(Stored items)
+++

Issue #514, opened 2022-12-05
Workflow for Constraints checking request with no simulation data


mattdailis:
Transferred from JIRA: https://jira.jpl.nasa.gov/browse/AERIE-2204
AERIEQS: https://jira.jpl.nasa.gov/browse/AERIEQS-354

When a user makes a change to a plan and clicks "Check Constraints", without running simulation, they will get a silent "constraint checking succeeded" status with no violations, even if there should have been violations.

We should think through this workflow - first off, the constraints should fail when the simulation data is unavailable (or... it could leverage some of our new three-valued-logic operations...?). Secondly, what should the UI do when a user clicks check constraints on a stale simulation? Maybe a popup, "Hey, your simulation results are stale, want to run a simulation?" with a cancel button and a simulate button in the popup.

PR #710, opened 2023-03-03
Constraints: Load profiles by name

mattdailis:
* **Tickets addressed:** N/A
* **Review:** By commit  

## Description

Currently, when we check constraints, we load the entire SimulationResults from the database before we check any constraints. This draft PR proposes a way to load only the profiles that are referenced by the constraints being checked. In a scenario where a mission model produces very many profiles, but a user wants to check a specific constraint on just a few of them, this should make it possible to check that constraint more quickly.

The approach taken is to start out with empty `realProfiles` and `discreteProfiles`, and as we iterate through constraints, load the resource profiles referenced by that constraint from the database.

As a reviewer, I would start with the changes in `GetSimulationResultsAction::getViolations`.

This PR does not attempt to do a similar thing with external profiles, though that would be a logical extension of this idea.

This PR preserves the behavior that running constraints without a corresponding up-to-date simulation dataset results in a successful run with no violations. I had considered trying to "fix" that behavior in this PR, but then I realized that there may still be constraints that can be checked on external profiles, so simply throwing an error wouldn't be appropriate. I'll leave that work for when we get around to #514.

## Verification

I brought up Aerie, and used the banananation mission model to create a plan with BiteBananas and GrowBananas.

I used the following constraints for testing:

### Constraint that references zero resources
```typescript
  return Constraint.ForbiddenActivityOverlap(ActivityType.BiteBanana, ActivityType.GrowBanana);
}
```

### Constraint that references two resources
```typescript
  return Real.Resource("/fruit").lessThan(Real.Resource("/peel"));
}
```

### Constraint that references one of the same, and one different resources as the previous
```typescript
  return Real.Resource("/fruit").lessThan(5).if(Discrete.Resource("/producer").equal("Dole"));
}

```

I set breakpoints in `GetSimulationResultsAction::getViolations` and verified that for the first constraint, no resource profiles were loaded; for the second constraint, both resource profiles were loaded; and for the third constraint, only `/producer` was loaded, since `/fruit` was already available in memory.

I also verified that running constraints without an up-to-date simulation dataset results in a successful run with no violations.

## Documentation

There shouldn't be any observable differences in the system, aside from hopefully a slight improvement in constraints checking response time for certain workloads.

## Future work

Come up with a reasonable approach to #514 - the current solution of "just show that all the constraints are satisfied" doesn't quite cut it. (Perhaps, in the absence of simulation datasets, we can provide profiles that contain nothing but gaps to the constraints, and leverage their gap handling logic to report that the satisfaction is unknown?)


JoelCourtney:
__*oh my gawd we finally have a use for the extract resources method*__

Every time I add a new node I say "why do I have to maintain this method, we never use it, can't I just delete it?" But now the cumulative 5 minutes I've spent over the last year implementing this method have finally paid off!

merlin-server/src/main/java/gov/nasa/jpl/aerie/merlin/server/remotes/postgres/PostgresResultsCellRepository.java
```diff
@@ -449,8 +408,77 @@ public PostgresResultsCell(
...
+                case INCOMPLETE -> new State.Incomplete(record.simulationDatasetId());
+                case FAILED -> new State.Failed(record.simulationDatasetId(), record.state().reason()
+                                                                                    .orElseThrow(() -> new Error(
+                                                                                        "Unexpected state: %s request state has no failure message".formatted(
+                                                                                            record.state().status()))));
+                case SUCCESS -> new State.Success(
+                    record.simulationDatasetId(),
+                    new SimulationResultsHandle() {
+                      @Override
+                      public SimulationResults getSimulationResults() {
```
skovati: Should this inline class instantiation be extracted to a `PostgresSimulationResultsHandle`?

skovati (commented):
LGTM! I'll have to merge these changes with #931 but otherwise this looks good to go.

mattdailis:
Looks like we've got a flaky test situation - I re-triggered the `e2e-test` run, and looks like you've got the green light now.

I "approve" :+1:

JoelCourtney:
Do we have any constraints integration tests? I'm not seeing any that would fail if this was broken. The code itself looks excellent, but this is the first real change to the evaluation process while I've been on aerie, and it looks like we never made any integration tests for the constraints action as a whole.

skovati:
Good call, I'll work on an e2e test for constraints 👍

skovati:
Hey @JoelCourtney, I added some (very) basic integration tests for adding and checking constraints. Let me know if you have other ideas for more rigorous e2e test we can add.

e2e-tests/src/tests/constraints.test.ts
```diff
@@ -0,0 +1,129 @@
...
+
+  test("Check violation starts and ends as expected", async () => {
+    const plan_start_unix = time.getUnixEpochTime(plan_start_timestamp);
+    const plan_end_unix = time.getUnixEpochTime(plan_end_timestamp);
+    const plan_duration_micro = (plan_end_unix - plan_start_unix) * 1000;
+    const activity_offset_micro = activity_offset_hours * 60 * 60 * 1000 * 1000;
+
+    expect(violation.windows[0].start).toEqual(activity_offset_micro);
+    expect(violation.windows[0].end).toEqual(plan_duration_micro);
+  });
```
Mythicaeda, line 128: These tests are missing a "Teardown" step to clean the DB of testing artifacts (ie the things inserted during "Initialize")

merlin-server/src/main/java/gov/nasa/jpl/aerie/merlin/server/models/PostgresSimulationResultsHandle.java
Mythicaeda, line 1: The design of this class doesn't sit right with me for a few reasons:
1) It forces formerly `private` methods in `PostgresResultsCellRepository` to now be declared as `public`. Additionally, it forces formerly `package-private` class `ProfileSet` to be declared `public`.
2) It doesn't wrap any new information that wasn't already in `SimulationResults`
3) Introducing "wrapper classes" can make the code harder to understand (ie the `SimulationFacade`, `ResumableSimulationDriver` scenario in the Scheduler)

I'd like clarification as to the reasoning behind this class's design and why its methods couldn't be implemented elsewhere (ie PostgresResultsCellRepository)

merlin-server/src/main/java/gov/nasa/jpl/aerie/merlin/server/remotes/postgres/GetProfilesByNameAction.java
```diff
@@ -0,0 +1,62 @@
...
+        and p.name = any(?)
+    """;
+
+  private final PreparedStatement statement;
+
+  public GetProfilesByNameAction(final Connection connection) throws SQLException {
+    this.statement = connection.prepareStatement(sql);
+  }
+
+  public List<ProfileRecord> get(final long datasetId, final Iterable<String> names) throws SQLException {
```
Mythicaeda: It's really interesting that the input of this function starts as a `HashSet`, gets "super"ed to an `Iterable`, is used to build an `ArrayList`, which is finally cast to a `String[]`. It makes me wonder if we can't do anything more efficient with these types 🤔.

merlin-server/src/main/java/gov/nasa/jpl/aerie/merlin/server/remotes/postgres/PostgresResultsCellRepository.java
```diff
@@ -448,8 +407,29 @@ public PostgresResultsCell(
...
+        } else {
+          final var record = record$.get();
+          result = Optional.of(
+              switch (record.state().status()) {
+                case PENDING -> new State.Pending(record.simulationDatasetId());
+                case INCOMPLETE -> new State.Incomplete(record.simulationDatasetId());
+                case FAILED -> new State.Failed(record.simulationDatasetId(), record.state().reason()
+                                                                                    .orElseThrow(() -> new Error(
+                                                                                        "Unexpected state: %s request state has no failure message".formatted(
+                                                                                            record.state().status()))));
```
Mythicaeda: Very minor: Why the whitespace change on these three lines?

merlin-server/src/main/java/gov/nasa/jpl/aerie/merlin/server/remotes/postgres/ProfileRepository.java
```diff
@@ -21,8 +21,8 @@
 import static gov.nasa.jpl.aerie.merlin.driver.json.SerializedValueJsonParser.serializedValueP;
 import static gov.nasa.jpl.aerie.merlin.server.http.ProfileParsers.realDynamicsP;
 
-/*package-local*/ final class ProfileRepository {
-  static ProfileSet getProfiles(
+/*package-local*/ public final class ProfileRepository {
```
Mythicaeda: The `package-local` comment represents the privacy of the class. If it is no longer `package-local` (ie how it is now declared `public`), the `package-local` comment needs to go away.

merlin-server/src/main/java/gov/nasa/jpl/aerie/merlin/server/services/GetSimulationResultsAction.java
```diff
@@ -76,7 +78,7 @@ public Map<String, List<Pair<Duration, SerializedValue>>> getResourceSamples(fin
     final var revisionData = this.planService.getPlanRevisionData(planId);
     final var simulationResults$ = this.simulationService.get(planId, revisionData);
     if (simulationResults$.isEmpty()) return Collections.emptyMap();
-    final var simulationResults = simulationResults$.get();
+    final var simulationResults = simulationResults$.get().getSimulationResults();
```
Mythicaeda: `simulationResults$` needs to be renamed if it is no longer a `SimulationResults`

merlin-server/src/main/java/gov/nasa/jpl/aerie/merlin/server/services/SimulationService.java
```diff
@@ -1,12 +1,12 @@
...
 import gov.nasa.jpl.aerie.merlin.server.ResultsProtocol;
 import gov.nasa.jpl.aerie.merlin.server.models.PlanId;
+import gov.nasa.jpl.aerie.merlin.server.models.SimulationResultsHandle;
+
+import java.util.Optional;
 
 public interface SimulationService {
   ResultsProtocol.State getSimulationResults(PlanId planId, RevisionData revisionData);
-  Optional<SimulationResults> get(PlanId planId, RevisionData revisionData);
+  Optional<SimulationResultsHandle> get(PlanId planId, RevisionData revisionData);
```
Mythicaeda, line 11: Is this type change a breaking change?

merlin-server/src/main/java/gov/nasa/jpl/aerie/merlin/server/ResultsProtocol.java
```diff
@@ -18,7 +17,7 @@ record Pending(long simulationDatasetId) implements State {}
     record Incomplete(long simulationDatasetId) implements State {}
 
     /** Simulation complete -- results now available. */
-    record Success(long simulationDatasetId, SimulationResults results) implements State {}
+    record Success(long simulationDatasetId, SimulationResultsHandle results) implements State {}
```
Mythicaeda, line 20: Similar question here: Is this method signature change breaking?

Mythicaeda (changes requested):
Regarding Additional Tests: I'm seeing no tests of the feature introduced in this PR. It may make more sense for them to be unit tests given that it's about what's loaded in the Java environment, but I'd at bare minimum like to see the tests @mattdailis described in the PR's `Verification` part if possible.

e2e-tests/src/tests/constraints.test.ts
skovati: Good call, I've added a "Clean Up" test

Mythicaeda: Less important, but another e2e test that may be useful is that there are no constraint violations after fixing the violation and resimulating.

skovati: I've added this additional test

merlin-server/src/main/java/gov/nasa/jpl/aerie/merlin/server/services/SimulationService.java
skovati: I don't think so, since the two spots this `SimulationResultsHandle` is consumed quickly transform it into `SimululationResults` and return that where expected.

merlin-server/src/main/java/gov/nasa/jpl/aerie/merlin/server/ResultsProtocol.java
skovati: Similarly, I don't think so. This allows `CachedSimulationService` and `UncachedSimulationService` to implement the `SimulationService` interface changes above, and when `ResultsProtocol.State.Success` is used in `GetSimulationResultsAction`, we simply grab the `simulationDatasetId` from it, and don't directly reference the `results`

merlin-server/src/main/java/gov/nasa/jpl/aerie/merlin/server/models/PostgresSimulationResultsHandle.java
skovati: Good points and I agree overall, I don't love the design of this class. I extracted `PostgresSimulationResultsHandle` to it's own class since it was otherwise an inline class instantiation within `PostgresResultsCellRepository`, which felt out of place considering `InMemorySimulationResultsHandle` had its own class directly implementing `SimulationResultsHandle`.

As for the broader point of whether or not this wrapper class should even exist, I'd be happy to explore in-lining these functions to another class. @Mythicaeda do you think `PostgresResultsCellRepository` and `InMemoryResultsCellRepository` make the most sense?

merlin-server/src/main/java/gov/nasa/jpl/aerie/merlin/server/remotes/postgres/PostgresResultsCellRepository.java
skovati: No reason, I've reverted the change 👍

merlin-server/src/main/java/gov/nasa/jpl/aerie/merlin/server/models/PostgresSimulationResultsHandle.java
Mythicaeda: As an initial reaction, either there or as an inner class of theirs, yeah.

.gitignore
```diff
@@ -51,6 +51,7 @@ deployment/postgres-init-db/sql/**/*.sql
 
 # Ignore Gradle build output directory
 build
+bin
```
Mythicaeda: Which of our Gradle build processes produces a `bin` directory that isn't inside an already-ignored directory?

skovati: Oops, looks like these folders aren't actually created by Gradle, but instead the [jdtls](https://github.com/eclipse/eclipse.jdt.ls) build process if it can't properly interface with Gradle. If no other developers experience this, I can move this to my global `.gitignore` instead.

Mythicaeda: Yeah, you may wanna double-check in the Slack Channel, but I don't _think_ anyone else is seeing this right now.

skovati:
Unfortunately, the manual validation @mattdailis did is deep in the internals of the `merlin-server` workflow, so automating that into a test would require either exposing a list of accessed profiles as a return value, or creating some intricate mock objects for unit testing. Since the e2e tests capture the inputs and outputs, additional tests that verify the internal workings of said function shouldn't be necessary.

merlin-server/src/main/java/gov/nasa/jpl/aerie/merlin/server/remotes/postgres/GetProfilesByNameAction.java
skovati: Good find, I've updated the chain of `getProfile` calls to take a `List<String>` instead.

merlin-server/src/main/java/gov/nasa/jpl/aerie/merlin/server/models/PostgresSimulationResultsHandle.java
skovati: I've converted both `PostgresSimulationResultsHandle` and `InMemorySimulationResultsHandle` to be inner classes, so we retain the wrapper class but keep these functions within the correct scope.

Mythicaeda: Thanks!

Mythicaeda (approved):
LGTM!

+++

Assignment.
Total the lines in the records above that contain the string "testing". Write only that total.

Result of this task.
3